There has been very significant development on the issue of ventilation. Dr ‘K’, supported by the expert evidence, can now see circumstances in which he would be prepared to ventilate CW in the event of respiratory distress. He put it this way: “……..I feel that we have crossed an invisible line whereby I can say to the Court that there are now circumstances where, given the wishes of her parents and given the chances of a successful outcome, it would be justifiable for CW to be ventilated.” It is equally apparent, from his evidence, that it is not in all circumstances that ventilation would be right.

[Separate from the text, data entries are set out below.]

PR #544, opened 2020-06-02
Makefile: run deps-update when go.mod changes

raghavendra-talur:
Whenever go.mod is changed, it is required that deps-update is run.
Change the Makefile to make it automatic.

### DIFF
--- a/Makefile
+++ b/Makefile
@@ -48,6 +48,7 @@ all: ocs-operator ocs-registry ocs-must-gather
 	deps-update
 
 deps-update:
+	@echo "Running deps-update"
 	go mod tidy && go mod vendor
 
 operator-sdk:
--- a/Makefile
+++ b/Makefile
@@ -44,7 +44,8 @@ all: ocs-operator ocs-registry ocs-must-gather
 	update-generated \
 	ocs-operator-ci \
 	red-hat-storage-ocs-ci \
-	unit-test
+	unit-test \
+	deps-update
 
 deps-update:
 	go mod tidy && go mod vendor
--- a/Makefile
+++ b/Makefile
@@ -55,7 +55,7 @@ operator-sdk:
 
 ocs-operator-openshift-ci-build: build
 
-build:
+build: deps-update
 	@echo "Building the ocs-operator binary"
 	mkdir -p build/_output/bin
 	env GOOS=$(TARGET_GOOS) GOARCH=$(TARGET_GOARCH) go build -i -ldflags="-s -w" -mod=vendor -o build/_output/bin/ocs-operator ./cmd/manager


umangachapagain:
Can you explain a bit about how this works for those of us who don't understand the make magic?

raghavendra-talur:
> As discussed offline, this change is wrong.
> 
> * With `deps-update` phony, it will always be executed, and the added dependency to `go.mod` does not have any effect. (Wouldn't have an effect without phony either, unless you create a file named `deps-update`...)
> * since nothing depends on the `deps-update` target, the pr also has no immediate effect. the right thing would be to have `build` depend on `deps-update`.

I have made these changes now:

- Build depends on deps-update
- deps-update is PHONY
- Fixed the PHONY list in a new commit by fixing a bug in the Makefile syntax

raghavendra-talur:
@umangachapagain @obnoxxx @jarrpa The Makefile has some lines in it before the `all` target (which is the first target in the file) because of which just running `make` does not build `all` target.


This is the output when `make` is run. I see that only two targets are built, `operator-sdk` and `update-generated`.
```
$ make --dry-run 
echo "Ensuring operator-sdk"
hack/ensure-operator-sdk.sh
Using existing controller-gen from "_output/tools/bin/controller-gen"
Using existing yq from "_output/tools/bin/yq"
'_output/tools/bin/controller-gen' schemapatch:manifests="./deploy/crds" paths="./pkg/apis/ocs/v1" output:dir="./deploy/crds"
echo Updating generated files
hack/generate-k8s-openapi.sh
echo Running update-codegen-crds
make update-codegen-crds
```

If I comment those lines, then the target `all` becomes the default target. Here is the output:
```
$ make --dry-run                                                                                                                                                                                                     
echo "Running deps-update"
go mod tidy && go mod vendor
echo "Building the ocs-operator binary"
mkdir -p build/_output/bin
env GOOS=linux GOARCH=amd64 go build -i -ldflags="-s -w" -mod=vendor -o build/_output/bin/ocs-operator ./cmd/manager
echo "Building the ocs-operator image"
hack/build-operator.sh
echo "Building ocs-registry image in appregistry format"
hack/build-appregistry.sh
echo "Building the ocs-must-gather image"
hack/build-must-gather.sh
```

I have a commit at the top of this branch to show the difference but I understand that it is not the right fix. If you guide me on the expected behavior of PR #509 , I will modify the commit.

obnoxxx:
@raghavendra-talur : See #550 for a fix for the `all` target. And an unrelated fix to PHONY...

obnoxxx:
Oh, I see that you already spotted the missing newline escape in PHONY definition here. I can remove it from #550. ;-)

obnoxxx:
And for the record, the fix for the `all` target is not required for this PR. The main thing is that `build` triggers `deps-update`, not that `all` does it.

FWIW, the actual change to have build depend on deps-update looks good.
But I would actually split it into 3 patches:
1. `build` depends on `deps-update`
1. make `deps-update` phony
1. add the echo output
I know that not everyone would agree to that. ;-)

raghavendra-talur:
> And for the record, the fix for the `all` target is not required for this PR. The main thing is that `build` triggers `deps-update`, not that `all` does it.
>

Dr ‘K’ postulates three sets of circumstances in which the question of ventilation might arise. First, there might be a catastrophic event, such as cardiac arrest, or respiratory collapse consequent on a virulent infection. Of that he says, “In these circumstances I still feel that it would be wholly inappropriate to ventilate CW.” Mr and Mrs W agree with that at least in respect of cardiac arrest. The second scenario is of a gradual deterioration in her lung function so that it slips back to where it was in October last year. Dr ‘K’ adds, “However, it would be far more serious because her condition would have been on a downward and unstoppable trajectory.” Ventilation in those circumstances would be futile and thus wrong. There is, however, an intermediate third position, where there is an infection or other decline that may be thought reversible, described as “a reasonable or realistic chance” that we could bring her back to her present condition (or at least to a tolerable condition) as in March 2005. In these circumstances ventilation may well be justified.

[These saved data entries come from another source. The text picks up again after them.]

PR #550, opened 2020-06-08
Makefile: let `make` do the same as `make all`

obnoxxx:
The `all` target is not executed when only `make` is invoked because of the include and call directives before it. This moves the all target above the includes so that it is the first target.

### DIFF
--- a/Makefile
+++ b/Makefile
@@ -10,13 +10,13 @@ export GOPROXY=https://proxy.golang.org
 # Export GOROOT. Required for OPERATOR_SDK to work correctly for generate commands.
 export GOROOT=$(shell go env GOROOT)
 
+all: ocs-operator ocs-registry ocs-must-gather
+
 include $(addprefix ./vendor/github.com/openshift/build-machinery-go/make/, \
   targets/openshift/crd-schema-gen.mk \
 )
 
 $(call add-crd-gen,ocsv1,./pkg/apis/ocs/v1,./deploy/crds,./deploy/crds)
-
-all: ocs-operator ocs-registry ocs-must-gather
 
 .PHONY: \
 	build \


obnoxxx:
@raghavendra-talur @jarrpa  - FYI

raghavendra-talur:
@obnoxxx IIUC, we need the include directive before the ocs-operator target as it generates some files that is required for the build of ocs-operator. 

I think @umangachapagain and @jarrpa can verify if the above is correct.

obnoxxx:
@raghavendra-talur my patch does not move the `ocs-operator` target before the include. Only the `all` target. And even so, afaik, the order of the targets wouldn't matter much in the Makefile, except for the first target which would be executed by `make`...

raghavendra-talur:
> @raghavendra-talur my patch does not move the `ocs-operator` target before the include. Only the `all` target. And even so, afaik, the order of the targets wouldn't matter much in the Makefile, except for the first target which would be executed by `make`...

I still think that is going to be a problem. By moving the `all` target above the include and the call directives, only the following targets are being built.

- ocs-operator
- ocs-registry
- ocs-must-gather

I don't know under what conditions the CRDs are to be generated and at what points. I don't believe a fix is possible by moving the include directive, rather it would require creating a new target that calls the makefile in the build-machinery dir.

obnoxxx:
Moved the PHONY fix to a separate PR as this one here might be more controversial. :-)

obnoxxx:
@raghavendra-talur :
>  I still think that is going to be a problem. By moving the all target above the include and the call directives, only the following targets are being built.
>
> * ocs-operator
> * ocs-registry
> * ocs-must-gather

This is precisely what the `all` target is defined to trigger. `make -n all` has exactly the same output with and without this patch.

The purpose of this patch is to have `make` do the same as `make all`. (Usually the sole purpose of the `all` target is to be called from `make`.)

We can raise a separate topic if you think that the `all` target is not complete. 

> I don't know under what conditions the CRDs are to be generated and at what points. I don't believe a fix is possible by moving the include directive, rather it would require creating a new target that calls the makefile in the build-machinery dir.

I don't think that we usually need to call the generation targets.
If we do, we need to invoke them / depend on them in some of our targets (like build / all / ...).
But I think these are mostly needed to be envoked (explicitly) if we use a new sdk version or if we change something in our custom resource definitions etc.

Anyway, we shouldn't rely on these being invoked by accident, just because they are the first target.

@umangachapagain can confirm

However, Dr ‘K’ then went on, (and was once again supported in this by the expert evidence), to make it crystal clear both that it was quite impossible to define in advance the circumstances in which ventilation would be justified, and also that it would be quite wrong to prescribe a pre-determined length of time for which it would be right to ventilate. Everything would have to depend on the clinical picture at the time that the ventilation decision was required. His evidence was wholly unambiguous on both points and I have no doubt that he was right on both points. That being the case, I must now turn to the question of the Declarations.
THE PURPOSE OF DECLARATORY RELIEF
The purpose of Declaratory relief in this class of case was considered by the Court of Appeal in R –v- PORTSMOUTH HOSPITALS NHS TRUST exp GLASS (1999) 2FLR 905 (CA) and has been helpfully summarised by the Court of Appeal in this case: (2005) EWCA civ 1181. At Paragraph 112 of the judgment of the Court, Wall LJ says this:
In the overwhelming majority of cases in which the inherent jurisdiction of the court over children or incompetent adults is invoked, the “best interests” decision by the court determines the issue once and for all. The extreme example, of course, is the patient in a permanent vegetative state (PVS). A decision that it is lawful to terminate the administration of food and water to a patient in a PVS state, once implemented, is self-evidently determinative. Similarly, a declaration that it is lawful to treat a child in a particular way – for example by being given a blood transfusion or undergoing a particular operation contrary to the wishes of the child’s parents – has no ongoing legal, as opposed to medical consequence. In such cases, the declaration binds once and for all. Similar considerations apply to an order that an incompetent adult be sterilized, or that an incompetent female patient should undergo a termination of pregnancy.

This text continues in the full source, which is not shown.